Artículo de Cándido Martinez en Gallos Dominicanos

 

En esta ocasión no traigo las acostumbradas historias de gallos famosos. Porque me interesa tratar un tema que siempre me ha preocupado como gallero aficionado, desde que estoy activamente ligado al fascinante deporte del pico y las espuelas. En un artículo que publicamos con el titulo de "Algo para ser gallero".

 

 

CAMARTA (CANDIDO MARTINEZ).


TRABA TEJEDA SPORT. 06/18/2007

Decía en ese entonces, que desde que desde temprana edad mi padre, ya fallecido me llevaba a la gallera municipal en mi ciudad natal La Romana. Allí comencé a observar quienes se preocupaban por la salud, vida y belleza del gallo antes y después de la pelea; y quienes no mostraban ningún interés por la suerte de esos gladiadores emplumados. Algo que me llama fuertemente la atención, es ver cuando un gallero sale corriendo en busca de un pedazo de hielo, para ponérselo a su gallo porque termino con éxito su pelea, pero le dieron un bolsón; o cuando su ejemplar le dieron una herida en la cara y este gallero le chupa la sangre para tratar de detenerle la hemorragia.

 

Esas son acciones del gallero que siente el gallo por el gallo mismo no por las heridas que pueda ocasionarle al contrario para echarse un par de pesos en los bolsillos. El gallero de verdad, el gallero a carta cabal, gane o pierda su ejemplar siempre tiene una explicación para justificar la derrota; o el triunfo, porque como bien dice Don Jose M. Pichardo en su obra "GALLOS Y GALLEROS" citamos... e

L gallero como el poeta, nace y no se hace. Por el contrario el jugador no tiene explicación alguna, solamente se limita a decir, ese es un manilo viejo, un flaco, sin nunca en su vida ponerle la manos al gallero, pero el gallero que considera a su ejemplar como parte de la familia, no piensa asi. Por eso estamos de acuerdo co Don Adriano Rodríguez, cuando dice en su libro " "EL GALLO DE PELEA", citamos:... para el amante de peleas de gallos, este no es un animal cualquiera, sino una entidad con quien uno se ha identificado, del mismo modo que el perro se identifica con su amo.

 

El gallero por lo regular nada mas juega dinero a sus gallos, las demás peleas se limita a observarlas, porque en realidad no es muy jugador, aunque pueda aparecer sus excepciones. El jugador de gallos, las juega todas. Para camarta resulta bastante difícil participar activamente en las jugadas de gallos, porque no es muy jugador, aunque disfruta tanto una pelea de gallos como un simple tope de dos pollos.


Otras cosas que caracteriza a un gallero genuino es el peso de su palabra, este honra "La palabra del gallero" porque cuando sierra una jugada, si gano, y si perdió paga con una sonrisa. No es muy dado a establecer discusiones en los redondeles que visita, otra cualidad muy buena que adornan al gallero.

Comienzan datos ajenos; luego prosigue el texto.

PR #375, opened 2017-06-14
electrode-archetype-react-app-dev: [patch][chore] Allow webpack config to override test entry point

Nickersona:
My goal here is to co-locate my test files with my components. Something I thought was possible with electrode but it must have changed at some point.  My solution is to make the test entry file overridable via the Webpack config. It's worked for my case, and gives me a ton of control over my testing environment which is very valuable to my project.  

Based on the naming of the webpack parital `test-entry.js` my assumption is that this was the intention of the webpack config file, but it doesn't look like it's being applied properly in the `karma.conf.js`.

Is there a reason that the test entry file is hard coded? This is quite limiting, but if there's an alternative way you'd suggest overriding the entry file I'd be interested to hear the approach.

### DIFF
--- a/packages/electrode-archetype-react-app-dev/config/karma/karma.conf.js
+++ b/packages/electrode-archetype-react-app-dev/config/karma/karma.conf.js
@@ -4,7 +4,7 @@ const Path = require("path");
 
 const webpackCfg = require("../webpack/webpack.config.test");
 
-const MAIN_PATH = require.resolve(webpackCfg.entry);
+const MAIN_PATH = webpackCfg.entry;
 
 const PREPROCESSORS = {};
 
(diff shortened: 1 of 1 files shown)


jchip:
Thanks for the PR.  Yes, the change makes sense.  Could you rebase to the latest please?

Nickersona:
PR updated with the latest from master

Nickersona:
@jchip Do you know why the tests would fail for this. I'm struggling to get them running locally on master. I'm not sure why they're failing

jchip:
sorry, I will have to look into this later.

jchip:
Hi, just looking this a bit.  Webpack config's entry points to the app's main JS file, usually `src/client/app.jsx`.  Also, it's not necessary a plain string.  It could be an object with multiple entry for webpack.  Karma's entry has to point to its own `entry.js`, which does bootstrapping to get the React app loaded into karma.  

I am not sure how this PR is supposed to work actually.

Nickersona:
Thanks for looking into this. My approach was wrong here. I was able to accomplish what I wanted through a custom test Entry file. Closing the PR out.

PR #423, opened 2017-06-22
Move react-helmet scripts to head to avoid double load

sergesemashko:
This PR moves all react-helmet scripts to head because they are being loaded/rendered twice if they are [not placed in head tag](https://github.com/nfl/react-helmet/issues/149#issuecomment-292467049)


sergesemashko:
thanks, I'll take a look today.

sergesemashko:
sorry for the delay, @jchip, eslint warning is fixed now

jchip:
thank you.

sergesemashko:
@jchip, no problem. 
I'm looking [intex.html](https://github.com/electrode-io/electrode/blob/master/packages/electrode-react-webapp/lib/index.html#L9) and can get why `{{PREFETCH_BUNDLES}}` is placed in the `<head>`? It seems like serialized redux state won't be needed until `<script>if (window.webappStart) webappStart();</script>` [on line 15 of index.html](https://github.com/electrode-io/electrode/blob/master/packages/electrode-react-webapp/lib/index.html#L15) and moving it later would speed up the loading and parsing of critical pieces on the page.

I'm thinking to submit another PR to fix that, but maybe there is a reason why it is in `<head>`?

PR #11, opened 2024-03-11
Add internal_mac and dedicated_server_credential data source

hollow:
This pull request adds two features to the provider:

- A field `internal_mac` for `dedicated_server` to be able to use the MAC address of the internal interface in `post_install_script` of `leaseweb_dedicated_server_installation`
- A data source to fetch credentials, such as those for REMOTE_MANAGEMENT to store them in 1Password via Terraform


nrocco (approved):
Looks good to me

PR #14, opened 2024-07-19
Implement instances & new terraform framework

alrayyes:


nrocco (approved):

README.md
majidkarimizadeh, line 1: Can you pls add the architecture design in readme https://medium.com/@matiasvarela/hexagonal-architecture-in-go-cfd4e436faa3?

internal/provider/data_sources/public_cloud/model/auto_scaling_group.go
majidkarimizadeh, line 1: As we talked, it would be better if we can merge `data_source` and `resources` models together

internal/handlers/public_cloud/handler.go
majidkarimizadeh, line 1: `handler` and `convertor`! these are generic words, can we rename them so we can know what they're doing by their name?

examples/README.md
majidkarimizadeh, line 1: afaik the examples are generating docs by terraform, can we add more example so the users will be able to use it better?

majidkarimizadeh (commented):
Well done @alrayyes some small items need to be addressed, and we're good to go.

El gallero a nadie le insinúa que juegue su dinero, mientras el jugador presiona y muchas veces le saca en cara al gallero diciéndole "tu eres un alita corta, tu no juegas nada". Esto no debe suceder porque el gallero debe protegerse y respetarse, hay que tener cuidado con este asunto. muchos galleros auténticos se han retirado de los redondeles por esta mala practica, hacemos la observación para ver si logramos que estos galleros tradicionales retornen a sus clubes preferidos.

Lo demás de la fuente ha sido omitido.